Starting the draft with an offensive tackle or wide receiver at No. 6, addressing the other at No. 24, and then using a pick. No. 39 (or another pick via trade) for a quarterback seems like a sensible plan. Maybe the Browns will push the quarterback priority down based on really liking Sanders or not really liking any of their options, but last year’s trade for the extra 2026 first-round pick was most certainly made with a quarterback in mind.
Even before the two Achilles injuries Watson suffered, the Browns already had to be thinking about an exit plan.
At Monken’s introduction, general manager Andrew Berry said the Browns could be the league’s youngest team in 2026. That’s part of the long escape from the Watson debacle and part of the team holding 10 draft picks after they kept 14 rookies on the 53-man roster for much of 2025.
The Browns expect and hope to be better in 2026, but unless the offense makes great strides and the team hits on its early draft selections, any real forecast should include a strong possibility of excitement for another early draft pick in 2027.
We expect this year’s draft to bring Cleveland at least two offensive linemen and possibly three. We can fairly guess that wide receiver help is coming via trade or free agency, or early in the draft. Beyond that, the only real certainty is that the Browns hold their opinion of Sanders’ chances close to the vest for the next 10 weeks.
Soon, we’ll see how teams view Simpson, a one-year college starter, and Nussmeier, who almost certainly would have gone in the top 40 picks last year but returned to school and had a disappointing, injury-riddled season. Chambliss is going through the court system trying to get another year of college eligibility and has a hearing scheduled for Thursday. Presumably, Chambliss and NFL teams will want a clear answer soon.
Beyond those three, the Browns might look at developmental prospects such as Taylen Green of Arkansas and Cole Payton of North Dakota State in Round 3 or later. We’ll continue to track all options and viable prospects in the coming weeks, but the start of the combine always marks the beginning of speculation and rumor season. Here at the tracker, we’re trying to be slightly ahead of the curve.
The quarterback-needy New York Jets pick at No. 2, also hold the Indianapolis Colts’ pick at No. 16, then have the first pick of the second round at No. 33. In Monday’s mock draft by The Athletic’s Nick Baumgardner, Simpson went to the Pittsburgh Steelers at No. 21, and the Jets landed Chambliss at No. 33.
At No. 39, Nussmeier was projected to go to the Browns. It’s too early to know what teams think of these prospects, or whether Chambliss will be in the draft, but the back half of the first round through the first 10 picks of the second is a good range to begin guessing and positioning.
NFL MVP Matthew Stafford said last week that he’ll be back with the Los Angeles Rams in 2026, but the Rams hold pick Nos. 13 and 29 in the first round and might need to consider their quarterback of the future. If Simpson gets by the Steelers at No. 21 or even the Browns at No. 24, would teams then look to trade back into the first round to get ahead of the Rams or Jets in the second? Can Nussmeier use the next two months to make himself a coveted prospect again?

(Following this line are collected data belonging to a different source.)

PR #3083, opened 2026-06-01
refactor(dev-server-legacy): migrate tests to node:test

bennypowers:
## Summary

- Migrate `@web/dev-server-legacy` tests from mocha/chai to `node:test` + `node:assert/strict`
- First TypeScript test migration in the series
- 2 TS test files, imports from `dist/` (compiled output)
- `__dirname` replaced with `import.meta.dirname`
- Local `.js` import paths updated to `.ts`

## Test plan

- [x] 20/20 tests pass on Node 22.22.3
- [x] ESLint clean
- [x] Prettier clean
- [x] Code review clean

### DIFF
--- a/packages/dev-server-legacy/test/transform-html.test.ts
+++ b/packages/dev-server-legacy/test/transform-html.test.ts
@@ -1,9 +1,10 @@
-import { expect } from 'chai';
+import { describe, it } from 'node:test';
+import assert from 'node:assert/strict';
 import { createTestServer } from '@web/dev-server-core/test-helpers';
 import { fetchText, expectIncludes } from '@web/dev-server-core/test-helpers';
 
-import { legacyPlugin } from '../src/legacyPlugin.js';
-import { modernUserAgents, legacyUserAgents } from './userAgents.js';
+import { legacyPlugin } from '../dist/legacyPlugin.js';
+import { modernUserAgents, legacyUserAgents } from './userAgents.ts';
 
 const htmlBody = `
 <html>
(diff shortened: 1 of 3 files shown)


packages/dev-server-legacy/test/transform-html.test.ts
```diff
@@ -1,9 +1,10 @@
-import { expect } from 'chai';
+import { describe, it } from 'node:test';
+import assert from 'node:assert/strict';
 import { createTestServer } from '@web/dev-server-core/test-helpers';
 import { fetchText, expectIncludes } from '@web/dev-server-core/test-helpers';
 
-import { legacyPlugin } from '../src/legacyPlugin.js';
-import { modernUserAgents, legacyUserAgents } from './userAgents.js';
+import { legacyPlugin } from '../dist/legacyPlugin.js';
+import { modernUserAgents, legacyUserAgents } from './userAgents.ts';
```
bashmish, line 8: @bennypowers I don't quite get now why we need to import from "dist" while we can import from ".ts"? your earlier reply https://github.com/modernweb-dev/web/pull/3097#discussion_r3383147222 now is not clear to me, I mean it's also a relative import, right? not sure what I am missing

bennypowers: TS 5.0 doesn't support .ts import extensions. You'd need:
  - allowImportingTsExtensions (TS 5.0+) -- but requires noEmit, so no JS output
  - rewriteRelativeImportExtensions (TS 5.7+) -- rewrites .ts -> .js in output, which is what we want, but we agreed to tackle TS after node.

PR #3086, opened 2026-06-01
refactor(polyfills-loader): migrate tests to node:test

bennypowers:
## Summary

- Migrate `@web/polyfills-loader` tests from mocha/chai to `node:test` + `node:assert/strict`
- 3 TS test files, imports from `dist/`, type-only imports for interfaces
- `__dirname` -> `import.meta.dirname`
- `expect(x).to.be.a('string')` -> `assert.equal(typeof x, 'string')`
- `--experimental-strip-types` for CI compat

## Test plan

- [x] 34/34 tests pass on Node 22.22.3 with `NODE_OPTIONS='--no-experimental-strip-types'`
- [x] ESLint clean
- [x] Prettier clean
- [x] Code review clean

### DIFF
--- a/packages/polyfills-loader/package.json
+++ b/packages/polyfills-loader/package.json
@@ -26,9 +26,8 @@
   },
   "scripts": {
     "build": "tsc",
-    "test:node": "mocha \"test/**/*.test.{ts,js,mjs,cjs}\" --require ts-node/register --reporter dot",
-    "test:update-snapshots": "mocha \"test/**/*.test.{ts,js,mjs,cjs}\" --require ts-node/register --update-snapshots",
-    "test:watch": "mocha \"test/**/*.test.{ts,js,mjs,cjs}\" --require ts-node/register --watch --watch-files src,test"
+    "test:node": "node --experimental-strip-types --test --test-force-exit test/**/*.test.ts",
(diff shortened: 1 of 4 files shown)


packages/polyfills-loader/package.json
```diff
@@ -26,9 +26,8 @@
   },
   "scripts": {
     "build": "tsc",
-    "test:node": "mocha \"test/**/*.test.{ts,js,mjs,cjs}\" --require ts-node/register --reporter dot",
-    "test:update-snapshots": "mocha \"test/**/*.test.{ts,js,mjs,cjs}\" --require ts-node/register --update-snapshots",
```
bashmish, line 30: just checking: since we don't have mocha snapshots anymore, we just need to update them manually?
I think we use snapshots in just 3 packages now, so it's not much work to update them

I also migrated 2 packages recently to a new solution where everything is managed in JS, becuase I found it really hard to extends tests with new use-case with folder-based approach, and debugging was very slow, so might be good to look into refactoring remaining tests to same approach

bennypowers: `node:test` has `--experimental-test-snapshots` (landed in Node 22.3). It writes .snapshot files and supports `assert.snapshot()`. That's one option.

bashmish: I made an issue for this https://github.com/modernweb-dev/web/issues/3107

That’s enough guessing and projecting for now. The Browns hired Monken because he has shown the ability to craft and improve offenses at multiple levels, and he returns to Cleveland fully aware that this quarterback situation is less than ideal and fairly wide open.
Monken will continue to say the right things without revealing the team’s true plans, but decision deadlines loom. The Browns giving Sanders the first crack at winning the job makes sense. But they are a team that’s mostly looking at least a year into the future, and that probably means making another quarterback investment fairly early in this year’s draft.